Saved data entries
___

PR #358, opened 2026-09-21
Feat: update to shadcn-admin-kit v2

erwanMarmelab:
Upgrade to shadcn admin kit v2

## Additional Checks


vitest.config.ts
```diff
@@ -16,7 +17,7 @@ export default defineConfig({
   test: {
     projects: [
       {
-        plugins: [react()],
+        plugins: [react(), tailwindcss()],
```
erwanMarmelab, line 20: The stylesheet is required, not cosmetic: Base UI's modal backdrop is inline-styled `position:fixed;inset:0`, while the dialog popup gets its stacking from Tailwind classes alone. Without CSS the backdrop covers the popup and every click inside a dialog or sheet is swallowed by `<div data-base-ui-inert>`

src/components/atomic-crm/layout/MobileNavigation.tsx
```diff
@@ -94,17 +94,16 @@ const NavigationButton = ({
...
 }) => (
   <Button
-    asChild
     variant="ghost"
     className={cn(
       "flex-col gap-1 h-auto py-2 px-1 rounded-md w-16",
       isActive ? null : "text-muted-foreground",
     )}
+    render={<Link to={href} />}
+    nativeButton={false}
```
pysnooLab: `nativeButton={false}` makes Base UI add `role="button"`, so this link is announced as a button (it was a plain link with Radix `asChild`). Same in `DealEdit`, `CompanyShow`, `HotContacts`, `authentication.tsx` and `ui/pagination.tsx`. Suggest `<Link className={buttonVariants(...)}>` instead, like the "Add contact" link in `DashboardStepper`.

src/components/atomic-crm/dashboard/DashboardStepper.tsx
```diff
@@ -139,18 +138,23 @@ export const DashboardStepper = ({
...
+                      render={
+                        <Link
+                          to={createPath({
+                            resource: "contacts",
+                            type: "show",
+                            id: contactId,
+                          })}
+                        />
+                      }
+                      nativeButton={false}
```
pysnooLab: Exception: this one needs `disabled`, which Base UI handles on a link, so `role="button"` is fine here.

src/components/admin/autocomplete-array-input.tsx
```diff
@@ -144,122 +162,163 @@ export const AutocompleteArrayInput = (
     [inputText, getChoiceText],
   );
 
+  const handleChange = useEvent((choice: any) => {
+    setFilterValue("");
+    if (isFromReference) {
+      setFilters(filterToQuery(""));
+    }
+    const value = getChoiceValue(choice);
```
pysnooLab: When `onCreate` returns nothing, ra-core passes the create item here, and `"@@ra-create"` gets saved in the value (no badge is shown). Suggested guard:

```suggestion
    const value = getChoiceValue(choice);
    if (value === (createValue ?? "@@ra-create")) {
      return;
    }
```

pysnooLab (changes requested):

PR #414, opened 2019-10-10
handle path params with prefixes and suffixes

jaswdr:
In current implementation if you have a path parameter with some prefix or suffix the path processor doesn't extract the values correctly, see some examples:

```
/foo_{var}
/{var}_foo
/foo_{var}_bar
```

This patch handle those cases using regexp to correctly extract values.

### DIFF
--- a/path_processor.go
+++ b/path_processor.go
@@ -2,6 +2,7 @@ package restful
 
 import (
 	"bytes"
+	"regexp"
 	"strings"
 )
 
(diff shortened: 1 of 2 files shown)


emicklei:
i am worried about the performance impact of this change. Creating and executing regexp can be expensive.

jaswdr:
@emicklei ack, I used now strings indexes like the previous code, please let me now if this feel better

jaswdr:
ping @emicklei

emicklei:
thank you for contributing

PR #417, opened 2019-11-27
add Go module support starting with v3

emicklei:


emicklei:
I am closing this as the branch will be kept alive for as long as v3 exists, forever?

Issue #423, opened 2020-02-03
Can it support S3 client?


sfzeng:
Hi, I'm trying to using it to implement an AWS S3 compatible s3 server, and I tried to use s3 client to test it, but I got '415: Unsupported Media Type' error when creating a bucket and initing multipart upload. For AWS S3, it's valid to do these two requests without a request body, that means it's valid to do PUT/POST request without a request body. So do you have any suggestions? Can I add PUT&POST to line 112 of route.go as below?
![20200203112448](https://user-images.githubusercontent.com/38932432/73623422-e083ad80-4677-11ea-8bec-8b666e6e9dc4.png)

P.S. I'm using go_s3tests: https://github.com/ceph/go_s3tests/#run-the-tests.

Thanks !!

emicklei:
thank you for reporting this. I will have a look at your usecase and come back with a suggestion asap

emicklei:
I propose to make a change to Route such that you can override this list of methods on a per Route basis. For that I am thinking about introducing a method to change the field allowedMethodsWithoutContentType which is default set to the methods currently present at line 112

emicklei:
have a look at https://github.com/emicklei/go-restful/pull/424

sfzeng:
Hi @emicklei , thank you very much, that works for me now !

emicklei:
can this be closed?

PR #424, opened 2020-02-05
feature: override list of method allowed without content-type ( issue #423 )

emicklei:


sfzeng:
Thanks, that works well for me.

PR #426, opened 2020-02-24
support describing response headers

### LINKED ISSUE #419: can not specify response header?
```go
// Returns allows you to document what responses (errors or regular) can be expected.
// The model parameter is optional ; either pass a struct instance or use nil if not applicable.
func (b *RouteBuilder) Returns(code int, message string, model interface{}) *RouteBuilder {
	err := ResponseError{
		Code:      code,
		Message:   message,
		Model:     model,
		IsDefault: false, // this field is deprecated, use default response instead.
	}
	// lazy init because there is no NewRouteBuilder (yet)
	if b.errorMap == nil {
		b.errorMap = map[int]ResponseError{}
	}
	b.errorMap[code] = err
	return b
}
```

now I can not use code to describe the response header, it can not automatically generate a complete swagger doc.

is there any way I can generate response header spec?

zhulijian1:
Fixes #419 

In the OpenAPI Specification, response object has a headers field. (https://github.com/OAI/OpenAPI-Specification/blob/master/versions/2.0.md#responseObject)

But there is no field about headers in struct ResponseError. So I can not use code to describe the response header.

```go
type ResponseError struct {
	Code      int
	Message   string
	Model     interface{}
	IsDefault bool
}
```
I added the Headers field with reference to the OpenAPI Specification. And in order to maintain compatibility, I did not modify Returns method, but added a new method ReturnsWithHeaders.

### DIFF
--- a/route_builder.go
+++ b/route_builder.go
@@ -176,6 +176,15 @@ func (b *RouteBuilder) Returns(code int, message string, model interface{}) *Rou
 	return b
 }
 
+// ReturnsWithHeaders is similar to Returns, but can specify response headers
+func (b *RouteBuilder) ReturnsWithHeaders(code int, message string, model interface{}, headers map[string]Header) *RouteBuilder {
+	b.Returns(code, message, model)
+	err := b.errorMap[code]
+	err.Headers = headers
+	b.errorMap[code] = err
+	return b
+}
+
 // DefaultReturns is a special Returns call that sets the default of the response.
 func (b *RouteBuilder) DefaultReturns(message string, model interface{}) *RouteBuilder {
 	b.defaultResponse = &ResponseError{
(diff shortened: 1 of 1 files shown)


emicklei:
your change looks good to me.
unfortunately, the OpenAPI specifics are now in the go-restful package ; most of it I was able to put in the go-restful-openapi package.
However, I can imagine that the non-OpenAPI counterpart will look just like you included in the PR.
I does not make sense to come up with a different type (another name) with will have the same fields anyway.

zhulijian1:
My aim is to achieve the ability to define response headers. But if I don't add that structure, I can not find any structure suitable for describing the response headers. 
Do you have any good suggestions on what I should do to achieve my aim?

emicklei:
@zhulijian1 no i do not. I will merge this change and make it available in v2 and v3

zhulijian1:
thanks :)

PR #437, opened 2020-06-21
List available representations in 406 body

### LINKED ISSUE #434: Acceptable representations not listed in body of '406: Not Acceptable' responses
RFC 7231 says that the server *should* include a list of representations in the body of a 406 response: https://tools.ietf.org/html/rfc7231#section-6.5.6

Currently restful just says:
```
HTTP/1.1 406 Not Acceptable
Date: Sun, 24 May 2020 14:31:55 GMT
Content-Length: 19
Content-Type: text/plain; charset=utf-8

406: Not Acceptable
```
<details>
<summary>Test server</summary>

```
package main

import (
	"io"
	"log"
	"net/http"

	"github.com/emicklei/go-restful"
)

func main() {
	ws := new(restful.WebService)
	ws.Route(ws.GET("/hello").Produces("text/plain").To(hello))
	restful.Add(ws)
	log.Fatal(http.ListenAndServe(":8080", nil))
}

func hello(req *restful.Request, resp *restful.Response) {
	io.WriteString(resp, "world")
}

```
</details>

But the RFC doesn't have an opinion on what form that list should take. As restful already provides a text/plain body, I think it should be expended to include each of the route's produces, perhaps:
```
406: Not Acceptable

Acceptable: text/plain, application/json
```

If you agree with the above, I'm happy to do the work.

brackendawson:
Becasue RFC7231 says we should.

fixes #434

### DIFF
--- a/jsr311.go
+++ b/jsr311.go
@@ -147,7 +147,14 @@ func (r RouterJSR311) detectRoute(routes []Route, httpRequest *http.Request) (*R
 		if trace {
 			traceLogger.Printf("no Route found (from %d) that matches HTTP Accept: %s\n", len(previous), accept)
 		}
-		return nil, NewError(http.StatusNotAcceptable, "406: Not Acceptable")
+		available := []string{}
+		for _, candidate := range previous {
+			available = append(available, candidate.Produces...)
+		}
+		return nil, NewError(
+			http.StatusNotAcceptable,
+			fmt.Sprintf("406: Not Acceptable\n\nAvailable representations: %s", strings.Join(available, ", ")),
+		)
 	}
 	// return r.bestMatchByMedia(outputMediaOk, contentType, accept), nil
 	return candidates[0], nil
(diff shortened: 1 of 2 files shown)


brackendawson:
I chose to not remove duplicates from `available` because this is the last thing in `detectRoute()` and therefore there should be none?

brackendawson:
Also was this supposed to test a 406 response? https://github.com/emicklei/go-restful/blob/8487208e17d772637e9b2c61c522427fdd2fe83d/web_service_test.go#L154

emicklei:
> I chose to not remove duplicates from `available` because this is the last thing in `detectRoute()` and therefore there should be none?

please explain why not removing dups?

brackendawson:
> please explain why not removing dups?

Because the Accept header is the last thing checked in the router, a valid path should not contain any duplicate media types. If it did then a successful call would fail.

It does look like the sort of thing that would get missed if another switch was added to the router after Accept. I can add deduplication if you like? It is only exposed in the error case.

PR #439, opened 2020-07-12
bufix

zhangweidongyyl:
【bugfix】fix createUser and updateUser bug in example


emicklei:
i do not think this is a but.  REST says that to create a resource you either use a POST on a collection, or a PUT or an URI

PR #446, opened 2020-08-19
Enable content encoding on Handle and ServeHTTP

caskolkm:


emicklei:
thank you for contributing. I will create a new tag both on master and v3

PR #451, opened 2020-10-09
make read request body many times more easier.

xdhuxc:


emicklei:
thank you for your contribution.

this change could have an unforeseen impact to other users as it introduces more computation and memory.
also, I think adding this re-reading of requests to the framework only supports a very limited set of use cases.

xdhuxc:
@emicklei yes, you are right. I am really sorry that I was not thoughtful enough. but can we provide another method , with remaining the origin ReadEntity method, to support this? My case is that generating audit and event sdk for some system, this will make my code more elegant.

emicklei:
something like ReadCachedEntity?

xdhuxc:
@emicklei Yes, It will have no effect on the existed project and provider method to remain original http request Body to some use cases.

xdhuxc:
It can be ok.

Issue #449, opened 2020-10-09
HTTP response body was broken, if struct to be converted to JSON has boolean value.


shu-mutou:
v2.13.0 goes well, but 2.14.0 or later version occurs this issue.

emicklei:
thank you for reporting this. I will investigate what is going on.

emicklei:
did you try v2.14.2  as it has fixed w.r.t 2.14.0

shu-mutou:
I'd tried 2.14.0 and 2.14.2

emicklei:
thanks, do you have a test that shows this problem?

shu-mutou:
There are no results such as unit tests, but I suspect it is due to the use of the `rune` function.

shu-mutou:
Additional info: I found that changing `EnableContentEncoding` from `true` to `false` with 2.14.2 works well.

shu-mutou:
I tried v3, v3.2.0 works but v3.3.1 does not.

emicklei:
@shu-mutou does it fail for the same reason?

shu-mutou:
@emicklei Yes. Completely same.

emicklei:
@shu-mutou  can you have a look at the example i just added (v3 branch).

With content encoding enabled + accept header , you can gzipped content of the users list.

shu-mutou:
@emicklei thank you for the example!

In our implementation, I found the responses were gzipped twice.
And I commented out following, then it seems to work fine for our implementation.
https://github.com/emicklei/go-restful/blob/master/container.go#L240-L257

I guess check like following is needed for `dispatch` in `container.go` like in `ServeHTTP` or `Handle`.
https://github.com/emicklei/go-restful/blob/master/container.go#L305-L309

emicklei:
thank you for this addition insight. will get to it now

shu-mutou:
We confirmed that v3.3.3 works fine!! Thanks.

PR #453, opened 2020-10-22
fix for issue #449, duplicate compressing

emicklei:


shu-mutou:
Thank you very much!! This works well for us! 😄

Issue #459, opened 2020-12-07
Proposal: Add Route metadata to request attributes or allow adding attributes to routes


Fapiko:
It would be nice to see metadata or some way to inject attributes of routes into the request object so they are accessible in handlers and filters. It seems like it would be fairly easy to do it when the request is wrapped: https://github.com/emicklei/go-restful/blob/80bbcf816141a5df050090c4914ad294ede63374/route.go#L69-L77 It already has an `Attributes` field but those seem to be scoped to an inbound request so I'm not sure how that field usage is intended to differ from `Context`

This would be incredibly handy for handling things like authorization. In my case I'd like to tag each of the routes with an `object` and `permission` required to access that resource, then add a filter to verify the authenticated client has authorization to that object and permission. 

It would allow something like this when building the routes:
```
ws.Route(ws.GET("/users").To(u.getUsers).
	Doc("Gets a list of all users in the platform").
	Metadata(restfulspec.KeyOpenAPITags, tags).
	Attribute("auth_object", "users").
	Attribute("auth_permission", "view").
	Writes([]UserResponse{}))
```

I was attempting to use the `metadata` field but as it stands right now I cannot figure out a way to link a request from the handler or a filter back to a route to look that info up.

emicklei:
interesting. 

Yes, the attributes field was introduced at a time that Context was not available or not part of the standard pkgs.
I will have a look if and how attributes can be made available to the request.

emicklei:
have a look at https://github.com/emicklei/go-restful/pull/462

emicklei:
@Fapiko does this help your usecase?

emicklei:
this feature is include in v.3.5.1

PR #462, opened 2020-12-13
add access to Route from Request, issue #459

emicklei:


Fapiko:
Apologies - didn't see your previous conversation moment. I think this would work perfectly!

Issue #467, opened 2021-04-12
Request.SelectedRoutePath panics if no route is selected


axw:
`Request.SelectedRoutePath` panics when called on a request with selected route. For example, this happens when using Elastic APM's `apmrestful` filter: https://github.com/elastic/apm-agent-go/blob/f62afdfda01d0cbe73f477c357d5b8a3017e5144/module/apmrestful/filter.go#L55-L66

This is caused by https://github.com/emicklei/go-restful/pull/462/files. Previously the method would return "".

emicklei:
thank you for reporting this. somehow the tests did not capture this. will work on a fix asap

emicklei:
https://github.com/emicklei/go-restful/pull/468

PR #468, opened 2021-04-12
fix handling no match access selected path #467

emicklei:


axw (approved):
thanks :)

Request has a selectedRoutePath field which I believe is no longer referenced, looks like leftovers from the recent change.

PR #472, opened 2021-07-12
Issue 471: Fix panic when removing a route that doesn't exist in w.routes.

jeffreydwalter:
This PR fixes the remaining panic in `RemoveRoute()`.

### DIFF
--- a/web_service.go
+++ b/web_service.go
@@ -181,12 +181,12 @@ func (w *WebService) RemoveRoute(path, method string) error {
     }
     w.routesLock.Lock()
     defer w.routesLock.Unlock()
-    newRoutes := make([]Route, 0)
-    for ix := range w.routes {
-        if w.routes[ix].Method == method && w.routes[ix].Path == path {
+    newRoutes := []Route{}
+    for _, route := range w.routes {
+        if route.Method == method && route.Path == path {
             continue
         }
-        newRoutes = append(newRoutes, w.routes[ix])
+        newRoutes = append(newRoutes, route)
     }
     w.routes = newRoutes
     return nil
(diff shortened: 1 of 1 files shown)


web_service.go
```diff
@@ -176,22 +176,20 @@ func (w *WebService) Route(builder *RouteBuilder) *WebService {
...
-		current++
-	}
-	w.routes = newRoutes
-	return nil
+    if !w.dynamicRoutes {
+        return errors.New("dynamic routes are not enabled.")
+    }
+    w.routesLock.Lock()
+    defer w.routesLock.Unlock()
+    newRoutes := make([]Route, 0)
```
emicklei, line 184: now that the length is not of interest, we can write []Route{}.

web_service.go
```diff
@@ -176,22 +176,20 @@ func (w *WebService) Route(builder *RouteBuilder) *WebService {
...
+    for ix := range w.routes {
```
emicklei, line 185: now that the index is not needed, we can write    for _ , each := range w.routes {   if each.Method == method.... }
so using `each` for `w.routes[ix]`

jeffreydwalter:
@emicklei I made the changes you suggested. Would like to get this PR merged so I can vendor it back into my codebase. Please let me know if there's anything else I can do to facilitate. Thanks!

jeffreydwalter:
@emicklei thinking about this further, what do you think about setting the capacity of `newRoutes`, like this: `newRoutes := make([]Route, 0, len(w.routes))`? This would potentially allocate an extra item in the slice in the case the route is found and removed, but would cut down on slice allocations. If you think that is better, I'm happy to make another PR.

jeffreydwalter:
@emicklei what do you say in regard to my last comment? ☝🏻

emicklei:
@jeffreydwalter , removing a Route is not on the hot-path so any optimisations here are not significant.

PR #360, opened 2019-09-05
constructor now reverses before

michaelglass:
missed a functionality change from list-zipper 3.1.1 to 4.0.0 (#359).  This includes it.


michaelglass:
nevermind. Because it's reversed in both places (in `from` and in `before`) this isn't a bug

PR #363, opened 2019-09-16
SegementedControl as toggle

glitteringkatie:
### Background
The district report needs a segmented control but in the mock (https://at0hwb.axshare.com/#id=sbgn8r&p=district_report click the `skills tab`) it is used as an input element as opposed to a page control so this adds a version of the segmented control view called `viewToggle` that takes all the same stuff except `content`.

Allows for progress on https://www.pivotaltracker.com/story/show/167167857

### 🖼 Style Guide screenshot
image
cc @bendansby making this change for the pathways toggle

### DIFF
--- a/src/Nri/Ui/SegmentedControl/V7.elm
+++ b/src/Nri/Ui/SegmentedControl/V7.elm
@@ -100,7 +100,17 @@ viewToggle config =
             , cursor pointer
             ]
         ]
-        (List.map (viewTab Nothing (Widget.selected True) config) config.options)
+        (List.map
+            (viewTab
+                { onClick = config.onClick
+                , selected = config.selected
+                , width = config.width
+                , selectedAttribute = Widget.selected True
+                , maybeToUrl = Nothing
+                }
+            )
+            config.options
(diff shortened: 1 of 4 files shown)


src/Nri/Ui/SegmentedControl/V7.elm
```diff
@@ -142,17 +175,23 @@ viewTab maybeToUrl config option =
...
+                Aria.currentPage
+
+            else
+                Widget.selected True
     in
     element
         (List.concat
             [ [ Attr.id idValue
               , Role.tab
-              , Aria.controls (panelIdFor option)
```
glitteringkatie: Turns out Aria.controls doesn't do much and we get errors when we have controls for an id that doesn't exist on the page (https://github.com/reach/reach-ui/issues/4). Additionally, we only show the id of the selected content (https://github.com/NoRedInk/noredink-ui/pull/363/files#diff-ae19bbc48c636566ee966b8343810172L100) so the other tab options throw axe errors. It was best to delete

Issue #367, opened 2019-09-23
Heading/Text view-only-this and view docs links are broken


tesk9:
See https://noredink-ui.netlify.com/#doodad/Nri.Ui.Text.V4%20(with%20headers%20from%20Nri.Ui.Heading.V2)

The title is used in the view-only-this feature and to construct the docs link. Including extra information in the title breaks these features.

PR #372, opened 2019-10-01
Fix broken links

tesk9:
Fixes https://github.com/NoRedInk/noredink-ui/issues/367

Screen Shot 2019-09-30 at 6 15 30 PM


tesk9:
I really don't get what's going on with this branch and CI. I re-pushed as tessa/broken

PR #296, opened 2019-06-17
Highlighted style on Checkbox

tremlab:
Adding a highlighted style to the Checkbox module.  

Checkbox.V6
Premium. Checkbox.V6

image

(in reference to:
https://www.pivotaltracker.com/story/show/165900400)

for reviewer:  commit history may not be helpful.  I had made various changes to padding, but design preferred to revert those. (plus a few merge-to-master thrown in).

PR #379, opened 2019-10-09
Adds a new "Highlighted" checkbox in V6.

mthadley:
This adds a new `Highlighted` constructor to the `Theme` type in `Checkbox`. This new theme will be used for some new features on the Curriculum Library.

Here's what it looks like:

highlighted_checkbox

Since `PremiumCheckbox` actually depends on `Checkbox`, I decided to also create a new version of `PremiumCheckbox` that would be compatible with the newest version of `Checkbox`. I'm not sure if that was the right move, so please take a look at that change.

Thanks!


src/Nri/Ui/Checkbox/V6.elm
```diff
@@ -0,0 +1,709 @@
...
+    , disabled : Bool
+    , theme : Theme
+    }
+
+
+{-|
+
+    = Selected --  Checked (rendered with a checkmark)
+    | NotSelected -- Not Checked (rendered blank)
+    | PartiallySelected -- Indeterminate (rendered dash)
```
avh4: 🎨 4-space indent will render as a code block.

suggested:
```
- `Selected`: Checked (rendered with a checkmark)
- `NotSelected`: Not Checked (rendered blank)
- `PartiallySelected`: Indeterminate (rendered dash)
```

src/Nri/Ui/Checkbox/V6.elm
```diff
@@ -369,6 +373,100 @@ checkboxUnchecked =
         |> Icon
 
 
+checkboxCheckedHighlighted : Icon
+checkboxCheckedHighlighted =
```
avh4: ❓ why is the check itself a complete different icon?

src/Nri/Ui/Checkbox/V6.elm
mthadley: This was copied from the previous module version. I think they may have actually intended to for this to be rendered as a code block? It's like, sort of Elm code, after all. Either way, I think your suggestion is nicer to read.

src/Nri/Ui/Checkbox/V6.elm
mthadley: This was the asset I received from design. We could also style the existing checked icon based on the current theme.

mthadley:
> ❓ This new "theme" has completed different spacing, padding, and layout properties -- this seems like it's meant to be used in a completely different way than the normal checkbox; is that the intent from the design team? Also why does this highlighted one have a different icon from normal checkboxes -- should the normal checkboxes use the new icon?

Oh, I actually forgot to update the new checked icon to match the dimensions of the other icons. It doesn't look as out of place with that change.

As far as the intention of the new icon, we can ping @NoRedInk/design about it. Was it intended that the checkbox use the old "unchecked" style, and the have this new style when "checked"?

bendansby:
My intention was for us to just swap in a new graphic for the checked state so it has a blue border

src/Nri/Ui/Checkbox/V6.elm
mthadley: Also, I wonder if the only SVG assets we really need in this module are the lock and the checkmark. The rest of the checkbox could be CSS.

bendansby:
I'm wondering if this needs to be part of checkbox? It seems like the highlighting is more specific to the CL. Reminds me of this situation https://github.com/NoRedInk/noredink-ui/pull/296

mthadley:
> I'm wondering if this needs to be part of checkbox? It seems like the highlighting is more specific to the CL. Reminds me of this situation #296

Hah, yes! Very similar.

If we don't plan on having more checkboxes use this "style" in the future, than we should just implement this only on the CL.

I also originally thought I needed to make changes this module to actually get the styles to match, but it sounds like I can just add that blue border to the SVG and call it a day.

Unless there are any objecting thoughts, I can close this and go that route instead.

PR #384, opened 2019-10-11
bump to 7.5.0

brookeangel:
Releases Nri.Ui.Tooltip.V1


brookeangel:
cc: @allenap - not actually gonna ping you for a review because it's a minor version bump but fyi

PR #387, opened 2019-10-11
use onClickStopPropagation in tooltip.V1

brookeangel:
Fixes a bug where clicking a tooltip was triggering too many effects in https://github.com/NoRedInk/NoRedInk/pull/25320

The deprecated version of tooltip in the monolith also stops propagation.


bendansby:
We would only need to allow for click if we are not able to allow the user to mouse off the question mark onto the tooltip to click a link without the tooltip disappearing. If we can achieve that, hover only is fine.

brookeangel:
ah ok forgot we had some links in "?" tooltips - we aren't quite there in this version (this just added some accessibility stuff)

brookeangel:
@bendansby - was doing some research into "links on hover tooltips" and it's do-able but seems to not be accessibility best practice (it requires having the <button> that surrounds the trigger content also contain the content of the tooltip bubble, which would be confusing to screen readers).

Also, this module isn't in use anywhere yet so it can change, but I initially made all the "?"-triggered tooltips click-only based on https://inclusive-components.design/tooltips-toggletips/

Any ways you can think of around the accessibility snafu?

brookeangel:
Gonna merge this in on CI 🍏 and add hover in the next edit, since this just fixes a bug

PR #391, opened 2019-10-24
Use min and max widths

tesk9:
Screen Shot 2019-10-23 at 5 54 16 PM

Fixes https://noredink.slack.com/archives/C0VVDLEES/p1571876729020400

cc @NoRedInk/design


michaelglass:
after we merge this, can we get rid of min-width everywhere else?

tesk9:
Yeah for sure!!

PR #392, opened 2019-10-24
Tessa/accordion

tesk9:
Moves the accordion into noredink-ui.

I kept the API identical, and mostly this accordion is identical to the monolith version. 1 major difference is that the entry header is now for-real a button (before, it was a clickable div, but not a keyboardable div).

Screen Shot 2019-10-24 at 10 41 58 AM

___

Action item: Every line above that contains the word "Specification" should be reported.

Problem solution:
In the OpenAPI Specification, response object has a headers field. (https://github.com/OAI/OpenAPI-Specification/blob/master/versions/2.0.md#responseObject)
I added the Headers field with reference to the OpenAPI Specification. And in order to maintain compatibility, I did not modify Returns method, but added a new method ReturnsWithHeaders.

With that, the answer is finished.